I guess I am going to have to fly out to Cali and pop someones hood while they are in NY..........


----------



## N-TT-09-S (Jun 24, 2009)

*Re: (aleicgrant)*

Yeah seems like it's the only one in captivity.
It might be different if it was giving a REAL performance boost.....but hey..get real Forge


----------



## iMod.:R (Nov 14, 2005)

*Re: (aleicgrant)*


_Quote, originally posted by *aleicgrant* »_I guess I am going to have to fly out to Cali and pop someones hood while they are in NY..........

Best o luck to ya pal, I got that car on lockdown like Fort Knox! Hopefully Mike chimes in. There has to be a sensible reason why they used a different can. The PCV plate is the same though correct?


----------



## Forge US (Jul 31, 2002)

*Re: (iModTTS)*

The original larger body tank is what is intended to be used for the US market where the space is available to mount the tank in front of the passenger side motor mount.
The smaller body tank was made to accomodate ROW applications that incorporate the charcoal cannister in that location, thus not allowing the space needed to mount the larger tank.
The small tank is supplied with a relocation for the washer bottle filler to facilitate mounting the tank above the motor mount.


----------



## Forge US (Jul 31, 2002)

*Re: ([email protected])*

Maybe I'm misunderstanding here, but if the issue is regarding the color of the tanks, we have stated from the beginning that the early pre-production tanks were done in the polished bare alloy finish (which is what Jason received), and there was so much demand for black that it was decided we would only offer them with a powdercoated black finish.
There was never going to be a color option on this product.
It was one or the other, and we decided to go with black.


----------



## aleicgrant (Oct 31, 2005)

dont worry Mike, we plan to kidnap Jason's and share it through the community. It will be a world wide catch can !!!!


----------



## N-TT-09-S (Jun 24, 2009)

*Re: Forge TTS Oil Catch Can shipping (N-TT-09-S)*

Just an update.
Mike I ordered mine from Forge UK when I first saw Jason's.
At no time did anyone tell me that only the matt black version was to be produced.
I have since received a very nice email from a Director of Forge UK and I will be receiving what I had thought I had ordered in the next week.
Gotta say this is how companies like Forge build up a loyal following.
My faith is completely restored in Forge and then some.


----------



## [email protected] (Jul 29, 2005)

Glad you're pleased sir.


----------



## iMod.:R (Nov 14, 2005)

*Re: Forge TTS Oil Catch Can shipping (N-TT-09-S)*


_Quote, originally posted by *N-TT-09-S* »_ My faith is completely restored in Forge and then some. 

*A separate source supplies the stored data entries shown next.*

PR #3113, opened 2024-12-17
bug_fix(1477): type handling in _add_sql_comment

### LINKED ISSUE #1477: The sqlcommenter cannot take non string queries
We observe this issue using the sqlcommenter with the psycopg2 instrumentor. The commenter doesn't support all types of query execution in psycopg2.

**Steps to reproduce**
cursor.execute(sql.SQL("SELECT 1"))

Both `cursor.execute(sql.SQL("SELECT 1"))` or `cursor.execute("SELECT 1")` should work.
The sqlcommenter should be able to work with the psycopg2.sql.SQL() objects (which is a subclass of [psycopg2.sql.Composable](https://www.psycopg.org/docs/sql.html#psycopg2.sql.Composable)) passed into the `cursor.execute()`.

`cursor.execute(sql.SQL("SELECT 1"))` fails while `cursor.execute("SELECT 1")` works.
The sqlcommenter assumes that a Python `string` is passed in, and it will [try to call .rstrip()](https://github.com/open-telemetry/opentelemetry-python-contrib/blob/25a6535f26ab6cb4f85a8c23da4e42fa50e218f9/opentelemetry-instrumentation/src/opentelemetry/instrumentation/sqlcommenter_utils.py#L25) on the query object. In case of a composable that is passed in, it would blow up and [eventually caught](https://github.com/open-telemetry/opentelemetry-python-contrib/blob/25a6535f26ab6cb4f85a8c23da4e42fa50e218f9/instrumentation/opentelemetry-instrumentation-dbapi/src/opentelemetry/instrumentation/dbapi/__init__.py#L462) in the execption.

aryabharat:
# Description

This PR fixes an issue with SQL comment generation, the current implementation fails when processing non-string SQL queries, particularly those from psycopg2's SQL utilities.
Modified _add_sql_comment() function to handles different SQL query types by converting incoming sql queries to strings
Preserves the original query if comment generation fails

Fixes #1477

## Type of change


xrmx (changes requested):
Thanks for the PR, could you please add a test so we are sure that the code is fixing the reported issue?

opentelemetry-instrumentation/src/opentelemetry/instrumentation/sqlcommenter_utils.py
```diff
@@ -22,6 +22,8 @@ def _add_sql_comment(sql, **meta) -> str:
     """
     meta.update(**_add_framework_tags())
     comment = _generate_sql_comment(**meta)
+    # converting to str to handle any type errors
+    sql = str(sql)
```
Kludex, line 26: I think the type of `sql` should be `str` here, and we should fix the callers.

aryabharat: Is this the [caller](https://github.com/open-telemetry/opentelemetry-python-contrib/blob/25a6535f26ab6cb4f85a8c23da4e42fa50e218f9/instrumentation/opentelemetry-instrumentation-dbapi/src/opentelemetry/instrumentation/dbapi/__init__.py) function?

aryabharat: Hi @tammy-baylis-swi thanks for the reply.
Just one question, on handling the [composable object](https://www.psycopg.org/docs/sql.html#psycopg2.sql.Composable)
```
For handling SQL inputs:
If the input is a psycopg2.sql.Composable object (not a string), 
convert it to a string using the as_string() method.

Example:
    if isinstance(sql_input, sql.Composable):
        sql_string = sql_input.as_string(connection)
```

Should i handle like this?

tammy-baylis-swi: Yes, it's generally good if you can follow the psycopg2 docs and it fixes the type errors.

aryabharat: I have update the code, can you please check if this is the fine then will add the test case.

tammy-baylis-swi: Sorry @aryabharat I must have mixed up PRs in haste. Using that `psycopg2` utility will work within Psycopg2Instrumentor, but adding the usage/dependency might not work for the places where the changes are being made (DB-API, SQLAlchemy, Django). Please could you try these instead:

For SQLAlchemy, their [documentation](https://docs.sqlalchemy.org/en/20/faq/sqlexpressions.html#how-do-i-render-sql-expressions-as-strings-possibly-with-bound-parameters-inlined) says to use `str()`, so please switch to that. It's like the change you originally proposed, but in the Sqlalchemy instrumentor instead.

For DB-API and Django it can depend on the db driver being used. (DB-API instrumentor more of a shared utility rather; Django is an ORM). Sometimes it is `psycopg2` but user could be using `mysqlclient` instead, for example. Using `str()` _might_ work just as well, but should be tested for different cases.

aryabharat: Hi @tammy-baylis-swi , thanks for your help and sorry for the delay.

What I have done for SQLAlchemy is to use str() directly. 

However, in the case of DB-API and Django with `psycopg2,` we cannot use str(), as it returns an unformatted query. So, I handled the psycopg2 case by checking the function as_string().

For `mysqlclient`, I handled it by using str() only.

Please let me, if you have any inputs.

tammy-baylis-swi: Thanks for pushing! I think those approaches look ok and the comments help. Please could you also update the unit tests.

aryabharat: @tammy-baylis-swi I have added test cases. Please let me know if you need any changes.

tammy-baylis-swi:
Thanks @aryabharat . Please could you update CHANGELOG.md with this PR?

CHANGELOG.md
```diff
@@ -13,6 +13,12 @@ and this project adheres to [Semantic Versioning](https://semver.org/spec/v2.0.0
 
 ### Added
 
+- `opentelemetry-instrumentation-dbapi` Add support for non string query and composable object.
+  ([#3113](https://github.com/open-telemetry/opentelemetry-python-contrib/pull/3113))
+- `opentelemetry-instrumentation-django` Add support for non string query and composable object.
+  ([#3113](https://github.com/open-telemetry/opentelemetry-python-contrib/pull/3113))
+- `opentelemetry-instrumentation-sqlalchemy` Add support for non string query.
+  ([#3113](https://github.com/open-telemetry/opentelemetry-python-contrib/pull/3113))
```
tammy-baylis-swi, line 21: @aryabharat I suggest making this one line in the log and moving it under the **Fixed** subheader below:

```suggestion
- `opentelemetry-instrumentation-dbapi`, `opentelemetry-instrumentation-django`, `opentelemetry-instrumentation-sqlalchemy`: Fix sqlcomment for non string query and composable object.
  ([#3113](https://github.com/open-telemetry/opentelemetry-python-contrib/pull/3113))
```

aryabharat:
@tammy-baylis-swi Please let me what all changes are required.

tammy-baylis-swi (approved):
Thanks again! Lgtm

xrmx (approved):

aryabharat:
@xrmx @tammy-baylis-swi can we merge this?

aryabharat:
Hi @Kludex can we merge this?

instrumentation/opentelemetry-instrumentation-dbapi/src/opentelemetry/instrumentation/dbapi/__init__.py
```diff
@@ -498,6 +498,11 @@ def _update_args_with_added_sql_comment(self, args, cursor) -> tuple:
             args_list = list(args)
             self._capture_mysql_version(cursor)
             commenter_data = self._get_commenter_data()
+            # Convert sql statement to string, handling  psycopg2.sql.Composable object
+            if hasattr(args_list[0], "as_string"):
+                args_list[0] = args_list[0].as_string(cursor.connection)
```
Kludex, line 503: Is this path reached by both psycopg and psycopg2?

aryabharat: yes it will be reached by both:
https://www.psycopg.org/docs/sql.html#psycopg2.sql.Composable.as_string

aryabharat: @Kludex

Kludex:
Please stop pinging me.

I do not have bandwidth to review this again. I've shared my concerns already.

aryabharat:
> Please stop pinging me.
> 
> I do not have bandwidth to review this again. I've shared my concerns already.

I have replied to your comment.

aryabharat:
@xrmx Please have a look, if this is not accepted then we can close this PR.
Thanks.

xrmx:
@aryabharat Please stop pinging people, this will be merged eventually.

emdneto (approved):

lzchen (approved):

PR #3116, opened 2024-12-18
Add type checker

Kludex:
This PR adds type checker to `tox`.

### PyRight Vs MyPy

There's a lot of discussion around about which one to use. I don't think it matters much which one to choose. There are points where Python itself is not specific, and then the type checkers have freedom to choose the behavior they want... Example:

- `mypy`: On strict mode, you need to add `-> None` on the return statement.
- `pyright`: infers that is `None`, so you don't need to add `-> None`.

PyRight is easier for VSCode users, me included... 👀

About the ecosystem... I think most of them use mypy, but [Pydantic](https://github.com/pydantic/pydantic/blob/a915c7cd717be767b37867e7ff4bd69be2d4c627/pyproject.toml#L259) for example, uses PyRight.

If you look at the projects I maintain (starlette, uvicorn), I use mypy on them, but I have to say that is a bit more practical to have the type checker match my IDE.

Anyway... I hope this is not an issue, and we can start with this setup.


dev-requirements.txt
```diff
@@ -1,6 +1,7 @@
 pylint==3.0.2
 httpretty==1.1.4
 mypy==0.931
```
Kludex, line 3: This can be removed. I didn't because I don't know who is using it...

tox.ini
```diff
@@ -963,3 +963,14 @@ deps =
   pre-commit
 commands =
   pre-commit run --color=always --all-files {posargs}
+
+[testenv:typecheck]
+description = type checker
```
Kludex, line 968:
```suggestion
```

Kludex:
cc @emdneto (asked about this on PM) and @lzchen (since you been happy with the type hints PRs 👀 👍)

instrumentation/opentelemetry-instrumentation-threading/src/opentelemetry/instrumentation/threading/__init__.py
Kludex, line 1: I started with this instrumentation because it was the easiest I found to prove that the setup works.

xrmx:
I don't have any preference but I think you missed that we are using mypy in opentelemetry-python

tox.ini
```diff
@@ -963,3 +963,13 @@ deps =
   pre-commit
 commands =
   pre-commit run --color=always --all-files {posargs}
+
+[testenv:typecheck]
```
emdneto, line 967: I would say we can use the name of the tool here, like mypy or pyright. For example: [.github/workflows/lint_0.yml](https://github.com/open-telemetry/opentelemetry-python/blob/main/.github/workflows/misc_0.yml#L55)

dev-requirements.txt
emdneto: I think there's no usage on this repo. But we are using mypy in core + a basic setup of pyright with typeCheckingMode off.

tox.ini
Kludex: But... The `lint` jobs only run `pylint`, and the `test` jobs run `pytest`. 😅

Kludex:
I was checking opentelemetry-python, and it seems that pyright is also present there?

https://github.com/open-telemetry/opentelemetry-python/blob/17782492f5cec2e093fcd02e983d7f5e638b7cca/tox.ini#L349-L358

A bit more into it... Seems like if `pyright` looks at the pyproject, the type checker is disabled... 🤔 

https://github.com/open-telemetry/opentelemetry-python/blob/17782492f5cec2e093fcd02e983d7f5e638b7cca/pyproject.toml#L5-L12

Kludex:
I took some time trying to set up mypy to see how that would look like, and it just took too much of my time, and I was not able to make it work as I wanted...

I'm happy to close this if people are strong on mypy, but I'm not willing to spend more time trying it.

Kludex:
I think the mypy setup on `opentelemetry-python` is not taking in consideration all local packages.

It would be great if people could share opinions on this, I want to continue adding type hints, but without regressions.

emdneto (approved):
Thanks. Discussed this at SIG (01/09) and agreed to move forward with pyright in contrib and include some packages to be checked. After that, also adopt pyright at core as well.

nit: can we include the packages you've added type hints?

Kludex:
Not yet, cause I've mainly added type hints on public APIs. I need to add more stuff to them that I was not very strict.

dev-requirements.txt
emdneto, line 3:
```suggestion
```
remove this this then?

.github/workflows/misc_0.yml
aabmass, line 1: I think you need to add this to [the Jinja template](https://github.com/open-telemetry/opentelemetry-python-contrib/blob/9515bc64efd65892a7e4307a13f4044e84dd2779/.github/workflows/generate_workflows_lib/src/generate_workflows_lib/misc.yml.j2) instead and then regenerate this file with `tox -e generate-workflows`.

aabmass (approved):
Very exciting, thank you!

.github/workflows/misc_0.yml
emdneto: I think he already did that; For new misc jobs we just ned to add in tox and run `tox -e generate-workflows` and it will update the misc_0.yml file

pyproject.toml
```diff
@@ -39,3 +39,18 @@ known-third-party = [
   "opencensus",
 ]
 
+# https://github.com/microsoft/pyright/blob/main/docs/configuration.md#type-check-rule-overrides
+[tool.pyright]
+typeCheckingMode = "strict"
+reportUnnecessaryTypeIgnoreComment = true
+reportMissingTypeStubs = false
```
emdneto, line 46:
```suggestion
reportMissingTypeStubs = false
pythonVersion = "3.8"
```
to run with the lowest supported version?

Kludex: This is not needed.

emdneto: If not set it will run with the default in CI, like 3.11 no?

Kludex: Ah, I see. Where's that version coming from?

emdneto: From jinja2 templates which generates the workflows.

.github/workflows/misc_0.yml
aabmass: Sorry yup, I forgot it pulls from the tox file.

xrmx (approved):

tjordahl:
@Kludex - This change prevent mypy from running on users of the opentelemetry-instrumentation-threading library with the follow error:
```
venv/lib/python3.10/site-packages/opentelemetry/instrumentation/threading/__init__.py:132: error: Ellipses cannot accompany other argument types in function type signature  [syntax]
Found 1 error in 1 file (errors prevented further checking)
```
This is a serious problem for my project as convincing mypy not to check this file is difficult bordering on impossible.

tjordahl:
Opened the issue https://github.com/open-telemetry/opentelemetry-python-contrib/issues/3242
CC: @Kludex @lzchen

I come from the very cynical skateboarding world. I've rode my whole life, and still bleed for it to this day. In that culture, the companies that don't give back have a very short shelf life, because the truly hardcore can see through the bullsh!t. I only support companies that show me that I can rely on their company values. In that way, I have been very pleased with my dealings with the guys at Forge as well. They just keep throwing money back into the scene and into developing products that actually do their job as described in adverts etc. I'm proud to be running their stuff. Good job boys!
(this has been a non-paid non-advertisement, son!)


----------



## terje_77 (Dec 19, 2005)

*FV-QR*


_Quote, originally posted by *[email protected]* »_Glad you're pleased sir.


----------



## N-TT-09-S (Jun 24, 2009)

*Re: Forge TTS Oil Catch Can shipping (N-TT-09-S)*

Latest Update:
Forge advise that have decided to redesign the can...no further details.
Should have my new one in a couple of weeks.


----------



## Deckedr32 (Feb 21, 2005)

*Re: Forge TTS Oil Catch Can shipping (N-TT-09-S)*

Any update on this?
The reason I ask is because the original kit doesn't fit my facelift and they believe I need a UK kit. Everything looked good when Iwent to install, apart from the washer bottle filler. It doesn't fit behind the DS3 Xenons.
Thanks


_Modified by Deckedr32 at 9:52 AM 2-12-2010_


----------



## JimInSF (Jan 18, 2010)

*Re: Forge TTS Oil Catch Can shipping (Deckedr32)*

Yes, updates please!


----------



## Forge US (Jul 31, 2002)

*Re: Forge TTS Oil Catch Can shipping (JimInSF)*

Our standard US kit will fit the US-spec TT-S just fine. I installed one today on Aleic's car, and we've known this for quite some time as Jason in SF did the first install on a TT-S.
We will actually be doing a group buy on the US kits for customers within the continental US starting tomorrow. http://****************.com/smile/emthup.gif 
























The only fitment issue is with international non-US applications that have a charcoal cannister within the engine bay.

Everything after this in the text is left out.